I hate going to the dealership if I don't have too. so I'm trying to decide if I should, and, if I do, should I replace that plastic resonator tube thing? 
thanks y'all. 


Sent from AutoGuide.com Free App


----------



## smallheadz (May 11, 2014)

I got the same code, going to dealer today. This is 2nd time mine has came on. First time I reset myself, I just read generic codes since my scanner is not updated to 14 yet. Probably getting a new NOX. I will see what they say and report back. My car is the first CTD this dealership has seen. Mine is bone stock with a Jan 14 build date


----------



## vwgtiglx (Jun 13, 2013)

I think you both qualify for an O2 Sensor warranty replacement. Been there and done that. I don't think your intake mod has anything to do with it. Make sure that they give you a loaner car because it takes a few days to get the parts and install them. I had mine done in 4/14 and had no problems since then. Good Luck.


----------



## Aerogeek (Aug 23, 2014)

vwgtiglx said:


> I think you both qualify for an O2 Sensor warranty replacement. Been there and done that. I don't think your intake mod has anything to do with it. Make sure that they give you a loaner car because it takes a few days to get the parts and install them. I had mine done in 4/14 and had no problems since then. Good Luck.


+1 
I just got my ctd after 2 weeks at the dealership for a new o2 sensor. But it took over a week for GM technical to respond to the dealership's request for a new O2 sensor. An Orlando suv as a rental was not the same as a ctd for vacation. GM is offering some $ compensation which was a nice gesture. Just one caveat is the bad O2 sensor an effect from some other undiagnosed root cause?


----------



## vwgtiglx (Jun 13, 2013)

Aerogeek said:


> +1
> I just got my ctd after 2 weeks at the dealership for a new o2 sensor. But it took over a week for GM technical to respond to the dealership's request for a new O2 sensor. An Orlando suv as a rental was not the same as a ctd for vacation. GM is offering some $ compensation which was a nice gesture. Just one caveat is the bad O2 sensor an effect from some other undiagnosed root cause?

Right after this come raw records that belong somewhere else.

PR #1146, opened 2021-05-25
move product dep calcs into own task

esword:
makes it easier to both cache and override the logic

## After this PR

==COMMIT_MSG==
move product dep calcs into own task
==COMMIT_MSG==


gradle-sls-packaging/src/test/groovy/com/palantir/gradle/dist/tasks/CreateManifestTaskTest.groovy
```diff
@@ -45,22 +45,4 @@ class CreateManifestTaskTest extends ProjectSpec {
         Exception exception = thrown()
         exception.message.contains("Project version must be a valid SLS version: 1.0.0foo")
     }
-
```
esword, line 48: I moved this into the integration test

gradle-sls-packaging/src/test/groovy/com/palantir/gradle/dist/tasks/CreateManifestTaskIntegrationSpec.groovy
```diff
@@ -200,6 +195,26 @@ class CreateManifestTaskIntegrationSpec extends GradleIntegrationSpec {
         buildResult.output.contains('Encountered product dependency declaration that was also declared as optional')
     }
 
+    def "throws if user declares dependency on the same product"() {
```
esword: moved from the CreateManifestTaskTest

gradle-sls-packaging/src/main/java/com/palantir/gradle/dist/tasks/CreateManifestTask.java
```diff
@@ -97,53 +80,14 @@
...
-                            return Stream.of(
-                                    dependencyProject.getTasks().withType(ConfigureProductDependenciesTask.class));
-                        }
-                        return Stream.empty();
-                    })
-                    .forEach(emptyFileCollection::builtBy);
-            return emptyFileCollection;
-        });
-    }
+    public CreateManifestTask() {}
```
ferozco: nit: remove unnecessary constructor

gradle-sls-packaging/src/main/java/com/palantir/gradle/dist/tasks/CreateManifestTask.java
```diff
@@ -166,37 +110,14 @@ public CreateManifestTask() {
...
-                .map(ResolvedComponentResult::getId)
-                .map(ComponentIdentifier::getDisplayName)
-                .collect(Collectors.toSet());
-    }
-
-    final void setConfiguration(Provider<Configuration> config) {
-        this.productDependenciesConfig.set(config);
+    @InputFile
+    @PathSensitive(PathSensitivity.RELATIVE)
+    public final RegularFileProperty getProductDependenciesFile() {
```
ferozco, line 112: you could conver this to an anonymous class/method and save on boilerplate

gradle-sls-packaging/src/main/java/com/palantir/gradle/dist/tasks/ResolveProductDependenciesTask.java
```diff
@@ -0,0 +1,347 @@
...
+import org.gradle.api.provider.Provider;
+import org.gradle.api.provider.SetProperty;
+import org.gradle.api.tasks.CacheableTask;
+import org.gradle.api.tasks.Input;
+import org.gradle.api.tasks.OutputFile;
+import org.gradle.api.tasks.TaskAction;
+import org.gradle.jvm.tasks.Jar;
+
+@CacheableTask
+public class ResolveProductDependenciesTask extends DefaultTask {
```
ferozco: make this an abstract class and all of the inputs/ouputs can just be anonymous methods which gradle will inject implementations for

gradle-sls-packaging/src/main/java/com/palantir/gradle/dist/tasks/ResolveProductDependenciesTask.java
```diff
@@ -0,0 +1,347 @@
...
+    private final SetProperty<ProductId> ignoredProductIds =
+            getProject().getObjects().setProperty(ProductId.class);
+    private final Property<Configuration> productDependenciesConfig =
+            getProject().getObjects().property(Configuration.class);
+
+    private final RegularFileProperty outputFile = getProject().getObjects().fileProperty();
+
+    public ResolveProductDependenciesTask() {
+        dependsOn(otherProjectProductDependenciesTasks());
+        outputFile.convention(() -> new File(getTemporaryDir(), "endpoint-minimum-versions.json"));
```
ferozco: avoid using conventions in favour of property/provider. You should be able to just set the value of the property

gradle-sls-packaging/src/main/java/com/palantir/gradle/dist/tasks/ResolveProductDependenciesTask.java
```diff
@@ -0,0 +1,347 @@
...
+        return inRepoProductIds;
+    }
+
+    /**
+     * Contents of the given configuration.  Cannot list the configuration itself as an input property because the
+     * caching calculations attempt to resolve the configuration at config time.  This can lead to an error for
+     * configs that connot be resolved directly at that stage.  Caching and up-to-date calcs thus use this property.
+     */
+    @Input
+    final Set<String> getProductDependenciesConfig() {
```
ferozco, line 154: can we move this to use the artifactTransfomer pattern that we use for diagnostics?

gradle-sls-packaging/src/main/java/com/palantir/gradle/dist/tasks/ResolveProductDependenciesTask.java
```diff
@@ -0,0 +1,347 @@
...
+                    } catch (IOException | IllegalArgumentException e) {
+                        log.debug(
+                                "Failed to load product dependency for artifact '{}', file '{}', '{}'",
+                                artifactName,
+                                artifact,
+                                e);
+                        return Stream.empty();
+                    }
+                })
+                .filter(this::isNotSelfProductDependency)
```
ferozco: we should probably do the filtering inside of createManifest task. It will also allow us to remove a few inputs into this task

gradle-sls-packaging/src/test/groovy/com/palantir/gradle/dist/tasks/CreateManifestTaskIntegrationSpec.groovy
```diff
@@ -27,6 +29,16 @@ import spock.lang.Unroll
 
 class CreateManifestTaskIntegrationSpec extends GradleIntegrationSpec {
```
ferozco: should we pull the tests for the product dependency discovery out into a seperate test suite? it might be easier to mock and verify the behaviour we want

gradle-sls-packaging/src/main/java/com/palantir/gradle/dist/tasks/ResolveProductDependenciesTask.java
esword: why? I like conventions in cases where you want to know if set. I don't need it here necessarily, but curious as to why.

gradle-sls-packaging/src/main/java/com/palantir/gradle/dist/tasks/CreateManifestTask.java
esword: not sure I understand - how exactly do you mean? and could we do that with the caching-related annotationsn

gradle-sls-packaging/src/test/groovy/com/palantir/gradle/dist/tasks/CreateManifestTaskIntegrationSpec.groovy
esword: yes, in the process of doing so

gradle-sls-packaging/src/main/java/com/palantir/gradle/dist/tasks/ResolveProductDependenciesTask.java
esword: eh - we still need the serviceName and serviceGroup parameters in the resolving task because we check and thow error if declare self reference explicitly.

gradle-sls-packaging/src/main/java/com/palantir/gradle/dist/tasks/ResolveProductDependenciesTask.java
esword: I see how it would be done (neat!), but I am nervous about time it will take and getting it right. All the current changes are pretty much just refactoring with the one new additional feature of being able to inject the discovered product dependencies. Can we please hold off on that improvement so that the rest of the change can move forward? I’ll circle back to it in the next couple of weeks as we are in a “soaking” period with the new features in some projects.

gradle-sls-packaging/src/main/java/com/palantir/gradle/dist/SlsManifest.java
```diff
@@ -24,7 +24,7 @@
 
 @Value.Immutable
 @JsonSerialize(as = ImmutableSlsManifest.class)
-@JsonDeserialize(as = ImmutableSlsManifest.class)
+@JsonDeserialize(builder = SlsManifest.Builder.class)
```
ferozco, line 27: why was this changed?

gradle-sls-packaging/src/main/java/com/palantir/gradle/dist/tasks/ResolveProductDependenciesTask.java
```diff
@@ -0,0 +1,350 @@
...
+                .sorted(Comparator.comparing(ProductDependency::getProductGroup)
+                        .thenComparing(ProductDependency::getProductName))
+                .collect(ImmutableList.toImmutableList());
+
+        Serializations.writeProductDependencyReport(
+                ProductDependencyReport.of(productDeps),
+                getOutputFile().getAsFile().get());
+    }
+
+    private Set<ProductDependency> dedupDiscoveredProductDependencies() {
```
ferozco, line 242: I think we want all of this logic to occur inside of CreateManifestTask so that regardless of how product dependencies are received we don't add self-dependencies or duplicate ones

gradle-sls-packaging/src/test/groovy/com/palantir/gradle/dist/tasks/AbstractTaskSpec.groovy
```diff
@@ -0,0 +1,95 @@
...
+
+package com.palantir.gradle.dist.tasks
+
+import java.nio.file.Files
+import com.palantir.gradle.dist.GradleIntegrationSpec;
+import java.nio.file.StandardCopyOption;
+import nebula.test.dependencies.DependencyGraph;
+import nebula.test.dependencies.GradleDependencyGenerator;
+
+abstract class AbstractTaskSpec extends GradleIntegrationSpec {
```
ferozco: I would really prefer avoiding a test class hierarchy and instead pull things out into shared utilities. Otherwise it can be very confusing to understand the setup of any given test and inadvertently break the tests assumptions

gradle-sls-packaging/src/main/java/com/palantir/gradle/dist/tasks/CreateManifestTask.java
```diff
@@ -515,28 +259,30 @@ private void validateProjectVersion() {
     }
 
     public static TaskProvider<CreateManifestTask> createManifestTask(Project project, BaseDistributionExtension ext) {
+        Provider<Set<ProductId>> provider = project.provider(
```
fawind: nit while we iterate on this: Would give this a more descriptive name, e.g. `inRepoProductIds`.

Same for the parameter name in: https://github.com/palantir/sls-packaging/blob/cb76b23c0d540da4725d566ab015e52e690e199e/gradle-sls-packaging/src/main/java/com/palantir/gradle/dist/tasks/ResolveProductDependenciesTask.java#L81-L82

gradle-sls-packaging/src/test/groovy/com/palantir/gradle/dist/tasks/CreateManifestIntegrationSpec.groovy
```diff
@@ -0,0 +1,247 @@
...
+
+class CreateManifestIntegrationSpec extends AbstractTaskSpec {
+
+    File manifestFile
+
+    def setup() {
+        manifestFile = new File(projectDir, 'build/deployment/manifest.yml')
+    }
+
+    def 'fails if lockfile is not up to date'() {
```
ferozco, line 37: instead of creating dependencies (and implicitly testing the pdep discovery) why don't you wire up the input to the task with the pdeps you want. Even better you could refactor the createManfest task so that it can be tested using a unit test since it no longer really relies on gradle details

gradle-sls-packaging/src/main/java/com/palantir/gradle/dist/tasks/ResolveProductDependenciesTask.java
ferozco: conventions are generally unsafe and it is considered best practice to use properties instead since they provide a richer API to consume and modify

gradle-sls-packaging/src/main/java/com/palantir/gradle/dist/SlsManifest.java
esword: Because I centralized read/write calls into the Serializations class and added a reader metthod for SlsManifest.  Jackson throws exception without the builder - 
Caused by: java.lang.IllegalArgumentException: Cannot find a deserializer for non-concrete Map type [map type; class com.google.common.collect.ImmutableMap, [simple type, class java.lang.String] -> [simple type, class java.lang.Object]]
	at com.fasterxml.jackson.databind.deser.BasicDeserializerFactory.createMapDeserializer(BasicDeserializerFactory.java:1358)
	at com.fasterxml.jackson.databind.deser.DeserializerCache._createDeserializer2(DeserializerCache.java:387)
	at com.fasterxml.jackson.databind.deser.DeserializerCache._createDeserializer(DeserializerCache.java:349)
	at com.fasterxml.jackson.databind.deser.DeserializerCache._createAndCache2(DeserializerCache.java:264)
	... 13 more

It works in other test classes (see JavaServiceDistributionPluginTests) because they add a GuavaModule() to the object mapper configuration, but I didn't want to alter the production one.

ferozco: I think you should just add the guava module to the object mapper then :)

gradle-sls-packaging/src/main/java/com/palantir/gradle/dist/tasks/ResolveProductDependenciesTask.java
esword: Still confused, sorry. This isn't setting a Convention object (which have been deprecated), but the default value for the property per docs here -https://docs.gradle.org/current/userguide/lazy_configuration.html#applying_conventions.  It's like setting a value, but you can tell if something else changes it.

gradle-sls-packaging/src/main/java/com/palantir/gradle/dist/tasks/ResolveProductDependenciesTask.java
esword: that really feels like we're splitting the logic and constraints for the same unit of work into two places. Why pull stuff out to another task if we're going to still have to have code in CreateManifest to double check things?

ferozco: we pulled it out so that it was easy to replace/provide an additional implementation. It seems reasonable for createManifest to ensure that the preconditions it requires for writing to manifest/lock file are met/fixing things if they are not

ferozco: Otherwise you'd have to implement the same deduplication/filtering logic in each seperate mechanism for discovering dependencies

gradle-sls-packaging/src/test/groovy/com/palantir/gradle/dist/tasks/CreateManifestIntegrationSpec.groovy
esword: I didn't create any of these tests - I just split them out from the original integration spec and cleaned them up a bit. I also find that integration tests are better for gradle tasks because it runs them in an environment that is closer to how they are actually used. Often the internal logic of a task seems to be fine in an isolated test, but the actual behavior of the task is not what is expected or fails outright when run for real.

gradle-sls-packaging/src/test/groovy/com/palantir/gradle/dist/tasks/AbstractTaskSpec.groovy
esword: replaced with delegate fixture

gradle-sls-packaging/src/main/java/com/palantir/gradle/dist/tasks/CreateManifestTask.java
esword: done

gradle-sls-packaging/src/main/java/com/palantir/gradle/dist/SlsManifest.java
esword: not that I'm an expert on jackson deserialization, but if the tool provides a built in way to specify a builder, and the instances are supposed to be constructed with a builder, shouldn't we, uh, ya know, use a builder?

gradle-sls-packaging/src/main/java/com/palantir/gradle/dist/tasks/ResolveProductDependenciesTask.java
esword: the way the resolve task is written, if someone uses it and overrides the discovered dependencies, it will still provide errors and warnings about duplicates and self-dependencies. So we have the same protections (and useful messages) as now. 

I could see the createManifest task doing a final validation on the provided list and throwing errors if there is a self-reference or a duplicate. That way if someone workflow doesn't use the resolve task at all, the system will fail fast and force them to deconflict things with conscious decisions rather than by hiding potential errors. 

Good?

ferozco: ya thats great thanks!

gradle-sls-packaging/src/main/java/com/palantir/gradle/dist/SlsManifest.java
ferozco: I think its just a gotcha to remember specify the builder especially since it would fail at runtime. Its pretty standard for people to do `@JsonDeserialize(as = Immutable..)` and basically all of our object mappers are configured with the guava module. don't care too much but just seems easier to make the change once in the mapper

gradle-sls-packaging/src/main/java/com/palantir/gradle/dist/tasks/ResolveProductDependenciesTask.java
ferozco: ok, lets keep it as is

gradle-sls-packaging/src/test/groovy/com/palantir/gradle/dist/tasks/CreateManifestIntegrationSpec.groovy
ferozco: ok, it seemed like pushing to unit test was a nice way to get rid of the test class hierarchy and speed up tests but its fine this way too

ferozco:
👍

fawind (approved):
Another +1 for the pdep validation in https://github.com/palantir/sls-packaging/pull/1146/commits/42c3154fa96f058019a3c611280d77f438f0709b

I think GM engineers are working on the cause of this problem now since this seems to be a more common issue as time goes by. There have been some NOx issues early on but lately O2 sensor failures have been more prevalent.


----------



## Chevy Customer Care (Oct 29, 2011)

crt_td said:


> drove my hubby into work this morning (5 miles round trip) and my cel came on! when I read the code it came up with 2 of the same codes, P0133 or something like that for a "slow sensor response (bank 1, sensor 1)" wtf? I deleted the code and left it be. (it's 6am)
> the only thing I can think of is that maybe the intake mod I did a few weeks back (taking out the plastic resonator and rubber seal) is catching up with the system finally? could this be it?
> I hate going to the dealership if I don't have too. so I'm trying to decide if I should, and, if I do, should I replace that plastic resonator tube thing?
> thanks y'all.
> ...


Hey there,

Very sorry for this! If you decide to take this into the dealership, please let me know in a private message, and I would be happy to look into this for you. Hope to hear from you soon! 

Patsy G
Chevrolet Customer Care


----------



## smallheadz (May 11, 2014)

Took mine to the dealer today. No diesel tech working. Dealer scanned the car and came up with nox/lazy o2. I said ok so you are going to order the part and let me know when it comes in? Dealer responded "no" we have to ask the tech what he wants to do? I will send a PM to the customer service rep and hopefully get it fixed soon. They sent me home ,no loaner car, with the cel still on. Not that a nox sensor is a big problem . I mostly got the deer in the headlight stare as "we don't have a clue"


----------



## vwgtiglx (Jun 13, 2013)

smallheadz said:


> Took mine to the dealer today. No diesel tech working. Dealer scanned the car and came up with nox/lazy o2. I said ok so you are going to order the part and let me know when it comes in? Dealer responded "no" we have to ask the tech what he wants to do? I will send a PM to the customer service rep and hopefully get it fixed soon. They sent me home ,no loaner car, with the cel still on. Not that a nox sensor is a big problem . I mostly got the deer in the headlight stare as "we don't have a clue"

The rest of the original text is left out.